Test specificity was calculated in diverse groups, including (i) patients with a definitive etiologic diagnosis of nonpneumococcal pneumonia (39 in 196 cases were antigen positive [80% specificity]), (ii) 155 patients with chronic obstructive pulmonary disease (COPD) and/or asthma without evidence of pneumonia, and (iii) 80 orthopedic patients without pneumonia. In group ii patients, ICT yielded positive results in 12 cases, which gave a specificity of 92%. In group iii patients, only one patient tested as pneumococcal antigen positive (99% specificity) (Table (Table33).
This study analyzes a large cohort of 959 patients admitted to our hospital for CAP over a period of several years. Our trial confirms the diagnostic usefulness of determining the UPA content in concentrated urine. In our experience, this noninvasive, rapid, and simple technique increases the diagnostic yield compared to conventional diagnostic methods. The test enables quicker initiation of therapy with the appropriate antibiotics. Consequently, this method has the potential to shorten patient hospital stays and reduce CAP mortality rates (11, 20).
Given the diagnostic difficulties associated with CAP, blood culture results were viewed as the gold standard, providing 81% sensitivity (46 antigen-positive patients of the definitive 57 CAPP). These results are similar to results obtained in other studies with sensitivity rates between 77 and 82% (6, 7, 12, 23, 31); all listed studies calculate sensitivity with regard to the definitive diagnosis of CAPP. On the other hand, our study results differed from the sensitivity rate of 66% reported by Rosón et al.; this is probably explained by the fact that those authors considered CAPP cases not only those with positive blood culture and/or pleural fluid culture but also those with positive Gram staining and sputum culture (27).

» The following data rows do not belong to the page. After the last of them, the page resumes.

PR #106, opened 2021-01-29
Update channel before pulling igbinary

emmiegit:
A user was having issues creating a local Wikijump instance via docker-compose, because this source repository needed updating. It seems to be inconsistent across users, but we may as well ensure it's up-to-date in the install script.


rossjrw (approved):

emmiegit:
thanks @rossjrw

PR #108, opened 2021-02-03
[FTML-76] Add lists to parser

emmiegit:
This PR adds bullet and numbered lists to the parser.

It includes their ability to be nested at arbitrary depths, the conversion process into an element tree, and heterogenous mixes of bullet and numbered list items. Several syntax tree tests are added to check these cases.

----

A number of internal implementation changes are introduced here:

**Addition of `Token::InputStart`:**
At the beginning of any token list, the first will be `Token::InputStart`, which mirrors how `Token::InputEnd` works. It always has a slice of `""` and a range of `0..0`, and represents the pseudo-token that matches the beginning of input. This was added to allow lists to begin at the start of a page, instead of only at newline termination. Tests are updated to reflect the new token.

**Move and rename of `ListStyle`:**
Previously kept at `ftml::enums::ListStyle`, the enum was moved to `ftml::tree::list::ListType`. Additionally it gained a new variant, `ListType::Generic`, to reflect lists that only contain sub-lists. This was necessary as part of how depth lists are converted into their tree form.

**Macro improvements:**
Macros can use `$(,)?` to allow for an optional trailing comma. Before a duplicate rule was added that had an extra `,` at the end.

**Creation of `NonEmptyVec<T>`:**
A new generic container called `NonEmptyVec` has been introduced. It is essentially what it says on the tin, a `Vec` which always has at least one element. Not all of the typical container methods and traits are implemented, only those that are actually used are. Additionally it does not store all the elements continguously, but rather uses the type system to assert that at least one item is present. It is utilized during the depth list to tree conversion process.

**Rules now return `Elements<'t>`:**
A new enum is introduced called `Elements`. It allows rules to return no, one, or many elements. Previously rules had to produce exactly one element, and in order to produce "nothing", `Element::Null` was returned. This variant has been removed, and `Elements::None` is returned instead.

The new variant, `Elements::Multiple`, stores a `Vec<Element>`, currently only used for lists. The existing behavior (returning one element) exists in `Elements::Single`, to avoid an allocation on every single rule execution if it's not needed.

This new enum also has an iterator implementation (specifically `IntoIterator` for owned `Element`s being returned) called `ElementsIterator`. This ensures that any variant can be trivially handled by treating it as a list of zero or more `Elements` being yielded. There are also tests to ensure it operates properly.

**Module rules now return `Option<Module<'t>>`:**
Similar to `Elements`, `Module::Null` was removed, and now all modules return an option.

**Allow `collect()` to accept end-of-input:**
Previously `collect()` and its variants would just fail with `ParseWarningKind::EndOfInput` when it hit the end. With lists, we instead want end of input to yield collection success, and terminate iteration there. So there is now new logic that allows accepting `Token::InputEnd` if one of the `ParseCondition`s accepts it. (Specifically, the end of input change is added after the close condition checks, allowing the success to go through if it exists).

**Depth logic:**
As lists can be nested at arbitrary depths, we need logic to properly build lists and sublists to reflect what the user is specifying. This implementation is more generous than Wikidot's, which fails in certain (albeit uncommon) cases. This necessitated the creation of `NonEmptyVec` (see above) and introduces `DepthStack`, which is a stack that is pushed and popped to build up the tree. It is generic, allowing any type `T` as its value, and allows for a "list type" `L`, which  is used to permit heterogenous mixing. This ensures that lists that have both numbered or bullet lines in them are nested properly (see [markdown test](https://gist.github.com/ammongit/1b46c27b615aa43065a9ca67eb71ca26)). For types where this property does not matter, simply set `L = ()`. There are tests to ensure the depth logic works, both with and without list types.

This logic will be reused when we get to implementing blockquotes.

**Tokenizer:**
This adds tokens `Token::BulletItem` and `Token::NumberedItem`, which simply correspond to `*` and `#`.

**List rule:**
Obviously, there must be a parse rule for lists.

This is an unusual rule, as rather than looking for `Token::BulletItem` or `Token::NumberedItem` directly, it instead must match against the start of a line. Thus the rule begins at either `Token::InputStart` or `Token::LineBreak`, and then looks for optional whitespace (used for determining depth) and then the list items. If they are found, then the depth list is constructed. If not, then the rule passes on. After consuming each list of elements at their corresponding depth (e.g. `[(0, Token::BulletItem, Element::Text("hi")), (1, Token::BulletItem, Element::Text("bye"))]`), it then runs `process_depths()`, which utilizes the `DepthStack` to convert this depth list into a tree. This list tree is then mapped into its corresponding `Element::List` using a recursive function. A maximum depth limit of 20 has been added as a reasonable upper limit, with a test for this, to avoid user-instigated stack overflow.

The actual tokens `Token::BulletItem` and `Token::NumberedItem` simply turn into text, since without the proper line context, they're just `*` or `#`.


ftml/src/parsing/depth.rs
```diff
@@ -0,0 +1,337 @@
...
+        if self.stack.is_single() {
+            // This is the last layer, so the pop/push trick doesn't work.
+            //
+            // Instead, output this entire thing as a finished list tree,
+            // then create a new one for the process to continue.
+            self.finish_depth_list(Some(ltype));
+        } else {
+            // We can just decrease and increase to make a new list
+            self.decrease_depth();
+            self.increase_depth(ltype);
```
rossjrw, line 69: lmao nice

ftml/src/parsing/rule/impls/list.rs
```diff
@@ -0,0 +1,189 @@
...
+
+                break;
+            }
+        };
+
+        // Check that the depth isn't obscenely deep, to avoid DOS attacks via stack overflow.
+        if depth > MAX_LIST_DEPTH {
+            info!(
+                log,
+                "List item has a deep greater than the maximum! Failing";
```
rossjrw:
```suggestion
                "List item has a depth greater than the maximum! Failing";
```

ftml/src/parsing/token/mod.rs
```diff
@@ -146,7 +153,17 @@ impl Token {
...
+                // Pest already adds a Token::InputEnd at the end
+                let start = ExtractedToken {
+                    token: Token::InputStart,
+                    slice: "",
+                    span: 0..0,
+                };
+
+                let mut tokens = vec![start];
+                tokens.extend(pairs.map(|pair| Token::convert_pair(log, pair)));
+                tokens
```
rossjrw, line 166: What's this?

ftml/src/tree/element.rs
```diff
@@ -195,3 +196,126 @@ impl slog::Value for Element<'_> {
...
+            Elements::None => true,
+        }
+    }
+
+    #[inline]
+    pub fn len(&self) -> usize {
+        match self {
+            Elements::Multiple(elements) => elements.len(),
+            Elements::Single(_) => 1,
+            Elements::None => 0,
```
rossjrw, line 222: So `Elements` is a wrapper for either a list of elements, a single element (but not in a list) or nothing? Why this instead of  compositing a list that can be empty?

rossjrw (commented):
No huge, glaring errors that jump out at me here - LGTM

rossjrw (approved):

ftml/src/parsing/token/mod.rs
emmiegit: The original code is
```rust
pairs.map(|pair| Token::convert_pair(log, pair)).collect()
```
Which runs `Token::convert_pair()` on each item in an iterator of `pest::Pair`s, in a 1:1 mapping.

We want to do the same, but add a new token (`Token::InputStart`) to the beginning. So we create a `Vec` with that as the first element (`vec![start]`), then run `.extend()` on the same iterator map to add all `Token::convert_pair()`-ed items after.

ftml/src/tree/element.rs
emmiegit: You are correct that a `Vec<Element<'t>>` could serve the same purpose logically in the code.

However `Vec` allocates space on the heap (except if it's empty). Given that the most common result for a rule is returning a single element, it's a bit wasteful to always allocate when we could just pass the object on the stack. So with this enum, we only allocate if it's a rule that actually returns more than one element, and needs to have dynamic sizing.

ftml/src/parsing/token/mod.rs
rossjrw: Sorry, that's GitHub helpfully providing the context to my selection - I was referring to the `tokens` on a line all by itself

emmiegit: Rust uses value expressions, so the evaluation result of a given block is its value. This means that the last thing referenced in it is the overall value, without needing an explicit `return` for every function.

For instance, for inline expressions you can just do:
```rust
fn plus_one(n: i32) -> i32 {
    n + 1
}
```

And this also applies to scopes, allowing you to tightly define bounds for bindings (variables) without needing to make everything a helper function:

```rust
let weighted_score = {
   let sigma_thing_blah = scores.iter().map(calc_sigma).sum();
   if sigma_thing_blah > threshold(scores.len()) {
       do_thing();
   }

   meta_score * calibrated(sigma_thing_blah)
};
```

The internal implementation bindings like `sigma_thing_blah` aren't available later in that function, as they were dropped at the end of the scope. All that happened was that `weighted_score` was assigned to some value. It's a nice way to group and modularize things and avoid code reaching into places where it logically should not.

----

So here, we have a local scope where we perform computations, and then the last item of the scope is the thing that's actually returned from match arm `Ok(pairs)`.

You'll notice that this function (`Token::extract_all`) actually has two layers of value expressions:

1. The method overall returns a `match` block, so the return value is whatever is returned on each of its match arms.
2. Within the `Ok(pairs)` arm, it returns the `tokens` list it was building in the code block.

emmiegit:
thanks @rossjrw

emmiegit:
https://scuttle.atlassian.net/browse/FTML-76

ftml/src/parsing/token/mod.rs
rossjrw: Ahhhhh! I see. Thank you!

PR #110, opened 2021-02-08
Add blockquotes

emmiegit:
This PR adds blockquote blocks (`[[blockquote]]` or `[[quote]]`) and classic Wikidot blockquotes (`> `).

Due to a regression involving typography substitutions (specifically `>>` into `»`), the token `Token::Quote` has been modified, and a parse rule has been added for those substitutions, similar to em dashes.


ftml/src/parsing/rule/impls/blockquote.rs
```diff
@@ -0,0 +1,161 @@
...
+            }
+        };
+        parser.step()?;
+        parser.get_optional_space()?; // allow whitespace after ">"
+
+        // Check that the depth isn't obscenely deep, to avoid DOS attacks via stack overflow.
+        if depth > MAX_BLOCKQUOTE_DEPTH {
+            info!(
+                log,
+                "Native blockquote has a depth greater than the maximum! Failing";
```
rossjrw, line 76: This is a new feature - what should happen when the limit is exceeded?

How feasible is such an attack? Is this an entirely pre-emptive measure or is there data to support it?

ftml/src/parsing/rule/impls/blockquote.rs
```diff
@@ -0,0 +1,161 @@
...
+
+    // Produce a depth list with elements
+    let mut depths = Vec::new();
+    let mut exceptions = Vec::new();
+
+    loop {
+        let current = parser.current();
+        let depth = match current.token {
+            // 1 or more ">"s in one token. Return ASCII length.
+            Token::Quote => current.slice.len(),
```
rossjrw, line 54: A nested blockquote can also be constructed with a bunch of spaces before the >, right?

ftml/src/parsing/rule/impls/blockquote.rs
```diff
@@ -0,0 +1,161 @@
...
+}
+
+fn build_blockquote_element(list: DepthList<(), Vec<Element>>) -> Element {
+    let mut all_elements = Vec::new();
+
+    // Remove this trailing line break, these should
+    // only be between lines in the blockquote.
+    macro_rules! remove_trailing_line_break {
+        () => {
+            if let Some(Element::LineBreak) = all_elements.last() {
```
rossjrw, line 131: I'm always a bit thrown when I see an assignment in a conditional, but here I'm not sure what `Some(Element::Linebreak)` is or what it does - could you explain this?

ftml/src/parsing/rule/impls/double_angle.rs
```diff
@@ -0,0 +1,53 @@
...
+
+    match current.token {
+        // « - LEFT-POINTING DOUBLE ANGLE QUOTATION MARK
+        Token::LeftDoubleAngle => ok!(text!("\u{0ab}")),
+
+        // » - RIGHT-POINTING DOUBLE ANGLE QUOTATION MARK
+        Token::Quote if current.slice == ">>" => ok!(text!("\u{0bb}")),
+
+        // Some other series of ">"s in a line
+        Token::Quote => Err(parser.make_warn(ParseWarningKind::RuleFailed)),
```
rossjrw, line 48: Could a string like `>>>test` or `test>>>test` reach this rule?

rossjrw (approved):

ftml/src/parsing/rule/impls/blockquote.rs
emmiegit: The "depth" of a blockquote is just how many `>`s there are. So with a maximum of 30 here, it means that anything like
```
>>>>>>>>>>>>>>>>>>>>>>>>>>>>>>> Super deep blockquote
```
won't be processed as a blockquote. I can increase the depth if it's desired, it's not a big deal, it's just we need to have some kind of limit to avoid 200,000 `>`s being used to induce a stack overflow crash in the parser.

ftml/src/parsing/rule/impls/blockquote.rs
emmiegit: This does not appear to be the case


(Unless I'm misunderstanding something)

ftml/src/parsing/rule/impls/blockquote.rs
emmiegit: This is saying "if the last element is `Element::LineBreak`, then do ..."

The `Some(_)` here is because `.last()` returns an option -- if the collection is empty, then it returns `None`.

ftml/src/parsing/rule/impls/double_angle.rs
emmiegit: Yes, that is the intent. This rule will fail, then the next rule in the mapping is `RULE_TEXT`, which will just output it as text.

ftml/src/parsing/rule/impls/blockquote.rs
emmiegit: I will also note that a depth limit also exists in `RULE_LIST`, for the same reason.

ftml/src/parsing/rule/impls/blockquote.rs
rossjrw: Huh - I could've sworn nesting worked the same way for blockquotes as it does for lists. I guess not!

image

image

ftml/src/parsing/rule/impls/blockquote.rs
rossjrw: Aha - I thought `Some` was some function defined elsewhere. I'm reading up on the Option type now. I'll understand this line someday 😛

ftml/src/parsing/rule/impls/blockquote.rs
rossjrw: 30 is probably a pretty reasonable limit, though I think it's *almost* feasible for good-faith usage. If 30 isn't at any risk of causing an issue, I'd prefer to set this limit safely in the boundary between good-faith and bad-faith at something like 100.

ftml/src/parsing/rule/impls/blockquote.rs
emmiegit: Yeah it's really nice. The way I would think about it is that all types are non-nullable, unless made explicitly nullable by wrapping the `T` in `Option<T>`.

This way Java's billion-dollar mistake of `NullPointerException` is impossible -- if something is `Option` then the compiler enforces that you handle the `None` case, and if it's just `T`, then it's impossible for it to be "null".

emmiegit:
thanks @rossjrw

PR #112, opened 2021-02-11
[FTML-77] Add the [[size]] block

emmiegit:
This adds the `[[size]]` block, which takes its parameter as a CSS font size, and is passed into element's attributes.

There are also changes to resolve new lints that appear in the latest version of clippy.


emmiegit:
https://scuttle.atlassian.net/browse/FTML-77

rossjrw (approved):

emmiegit:
thanks @rossjrw

PR #188, opened 2021-04-14
[FTML-74] Implement HTML renderer

emmiegit:
The HTML renderer was largely implemented in `ftml-legacy` but has not yet been carried over. This PR adds HTML rendering for all currently-extant `Element`s, as well as other changes needed for the render process to work. For instance, `PageInfo` describes the page being rendered, which needs to be retrieved and passed to the renderer.

A needed concept is the `Handle`, which contacts the backend for various information related to the rendering context. This is not yet implemented, and still needs to evolve as we add more elements and integrate ftml with the PHP.

It also adds HTML tests to match the existing JSON tests -- if the generated HTML doesn't match what was expected, it'll error. This has caught some bugs, but I will address them in a future PR.


danieltharp (approved):

ftml/src/render/html/element/iframe.rs
```diff
@@ -0,0 +1,48 @@
...
+}
+
+pub fn render_html(log: &slog::Logger, ctx: &mut HtmlContext, contents: &str) {
+    debug!(
+        log,
+        "Rendering html block (submitting to remote for iframe)";
+        "contents" => contents,
+    );
+
+    let iframe_url = ctx.handle().post_html(log, ctx.info(), contents);
```
Monkatraz, line 47: What does this do? Is there some sanitation done on iframe urls?

ftml/src/render/html/element/text.rs
```diff
@@ -0,0 +1,73 @@
...
+    contents: &str,
+) {
+    debug!(
+        log,
+        "Rendering code block";
+        "language" => language.unwrap_or("<none>"),
+        "contents" => contents,
+    );
+
+    // TODO: syntax highlighting based on 'language'
```
Monkatraz, line 70: Also, isn't there some madness to handle where WD will provide urls to the raw content of each code block? Not sure if that's in FTMLs territory, but it'll probably require parsing the AST for it.

ftml/README.md
```diff
@@ -148,6 +159,14 @@ let result = ftml::parse(&log, &tokens);
...
 // occurred during the parsing process.
 let (tree, warnings) = result.into();
+
+// Finally, we render with our renderer. Generally this is `HtmlRender`,
+// but you could have a custom implementation here too.
+//
+// You must provide a `PageInfo` struct, which describes the page being rendered.
+// You must also provide a handle to provide various remote sources, such as
+// module content, but this is not stabilized yet.
+let html_output = HtmlRender.render(&log, &page_info, &tree);
```
Monkatraz, line 169: It may be helpful to provide a way of rendering without a `page_info` object. Rendering small chunks of inline text or an editor previewing an otherwise empty draft may require making up the `page_info`, and that feels like something FTML should be able to handle.

ftml/src/render/html/builder.rs
```diff
@@ -30,6 +31,9 @@ macro_rules! tag_method {
     };
 }
 
+/// These are HTML tags which do not need a closing pair.
+const SOLO_HTML_TAGS: [&str; 3] = ["br", "br", "input"];
```
Monkatraz: Should the full list of self-closing tags be put in here? As these are only the ones that FTML is currently using - but common tags like the `` tag self-close, too.

Monkatraz (approved):
I'm not good enough at Rust to properly review the entirety of this, but this looks fine to me. Most of my comments are about hypotheticals or "what's this?".

ftml/src/render/html/builder.rs
Monkatraz: Oh, also, `br` is in there twice. I assume the other one is supposed to be `hr`?

ftml/README.md
Monkatraz: Actually, an FTML rendering context for inline text that avoids parsing and processing things like modules would probably help too. This pops up sometimes when writing Markdown renderers, because it's helpful when you have small chunks of formatted text to render. The easiest example I can come up with is user profiles - imagine having a `tagline` property in your profile, which is a chunk of text displayed with your user avatar. If it had formatting, it seems overkill to render it with the full FTML renderer.

ftml/src/render/html/element/iframe.rs
emmiegit: All `[[html]]` blocks aren't injected directly inside the document, but rather are hosted in an iframe on `wdfiles.com`. This (temporary) method tells the backend to create a HTML document with the given contents and return its URL for the iframe.

I'll add a brief comment to explain this.

ftml/src/render/html/element/text.rs
emmiegit: Oh right I forgot about that. Lemme add a stub for that.

ftml/README.md
emmiegit: I have two points:

First, it's not that much data, just some strings that you can pretty easily mock if it's an unattached draft or something.

Second, the data is needed to properly render the page, even if it's only a snippet. Consider `[[iftags]]`, what is that supposed to do if the relevant tags aren't known?

ftml/src/render/html/builder.rs
emmiegit: Yeah I can do that.

ftml/README.md
Monkatraz: Good points, although on the first point I will say that every JS<->Rust interaction has a performance and latency hit, even if seemingly insignificant. The editor may be firing a preview on nearly every keystroke, keep in mind.

On the second point, yeah that's tough. In an inline context, I would just assume that `[[iftags]]` isn't valid, but in a preview context _shrug_.

emmiegit: You only need to build the Rust/WebASM version of the `PageInfo` struct once, right? I guess the title could change but that's not exactly on the hot path, and everything else shouldn't change at all during an editor session.

ftml/src/render/html/builder.rs
emmiegit: Also yes the second one was meant to be `hr`. I had replaced the `HashSet` with an array since it was faster and type-copied the name wrong.

ftml/README.md
Monkatraz: I don't think that's the case - when I build the `PageInfo` struct, I'm fairly sure once I feed it into the `html_render` function it'll get, uh, `free`ed? I'm not sure what happens to it - it probably has something to do with Rust's borrowing. I can't reuse syntax trees, as an example.

emmiegit: Oh, hmm. I thought I set everything up so they can be reused, but JS must be consuming the ownership of something. I will take a look.

emmiegit: Okay, I've added the method `copy()` to all the structures. This produces a second instance of the same object, which is a very cheap operation. This way you can reuse the objects you receive / create.

emmiegit:
thanks @pxdnbluesoul @Monkatraz

PR #190, opened 2021-04-15
Add Nginx and Datadog containers to dev

danieltharp:
This provides dev with the same enhancements we've been testing locally around moving nginx to its own container and reducing the php-fpm container workload to just PHP stuff. It adds a GitHub Action to build and push the nginx container to ECR. It also adds the Datadog agent to the ECS task definition so it should be able to collect info from the containers. The Datadog stuff is in early days but it's an important first step.

The pull will be needed to fix dev as it's currently looking for the latest builds of each and can't find them. I think. Kinda learning but I think in the future we'll need to trigger new builds of all the containers when we deploy new terraform changes around containers. This will help prove the likelihood of that.

### DIFF
--- a/install/aws/dev/terraform/deploy/task-definitions.tf
+++ b/install/aws/dev/terraform/deploy/task-definitions.tf
@@ -194,24 +194,29 @@ module "reverse-proxy" {
 output "cache_json" {
   description = "Container definition in JSON format"
   value       = module.cache.json_map_encoded_list
+  sensitive   = true
 }
 
 output "database_json" {
   description = "Container definition in JSON format"
   value       = module.database.json_map_encoded_list
+  sensitive   = true
 }
 
 output "php-fpm_json" {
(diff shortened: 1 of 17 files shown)


install/aws/dev/terraform/deploy/task-definitions.tf
```diff
@@ -155,16 +224,19 @@ module "reverse-proxy" {
     {
       sourceVolume  = "docker-socket"
       containerPath = "/var/run/docker.sock"
+      readOnly      = true
+
```
emmiegit: Extra line?

danieltharp:
Noting that after running both the php and nginx workflows again, the cluster was able to launch. Terraform assumes you want to pull an image tagged with `develop` and we age that one out pretty rapidly in favor of images tagged with the commit hash.

emmiegit (approved):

In our study, only probable CAPP cases were considered and included in our sensitivity calculation. If our study had considered positive sputum culture as a CAPP diagnosis and the gold standard, in spite of the obvious limitations regarding collection difficulties and occasional poor validity (26, 33), our sensitivity rate would have fallen to 67%, similar to that of Rosón et al. (27). Furthermore, our study sensitivity rate clearly conflicts with the 100% reported by Marcos et al. (22). In our experience, the sensitivity of the ICT test differs for definite pneumococcal pneumonia versus probable pneumococcal pneumonia. This differential sensitivity might be due to the fact that, due to our definition for definite pneumococcal pneumonia, 89% of these patients were bacteremic, whereas none of the probable pneumococcal pneumonias were bacteremic. Bacteremic pneumococcal pneumonia might be more likely to produce positive urine antigen tests than nonbacteremic pneumonia. The specificity of the ICT varies depending on different studies. Domínguez et al. (6) recorded 97% specificity (two false positives in 71 patients with confirmed etiologic pneumonia were caused by a microorganism other than S. pneumoniae). This high specificity rate may be due to the fact that Domínguez et al. not only used blood culture as the gold standard for CAPP but also used the laborious contraimmunoelectrophoresis method for antigen detection of 84 urinary S. pneumoniae serotypes. Consequently, the percentage of CAPP diagnoses increased, and the number of false positives usually found in clinical practice decreased. Murdoch et al. studied 169 control in-patients without infectious pathology and found no positive cases, thus obtaining 100% specificity (23). On the other hand, Smith et al. (31) determined the UPA content in 106 patients with nonpneumonic bacteremia and found three positives, which gave a 97% specificity.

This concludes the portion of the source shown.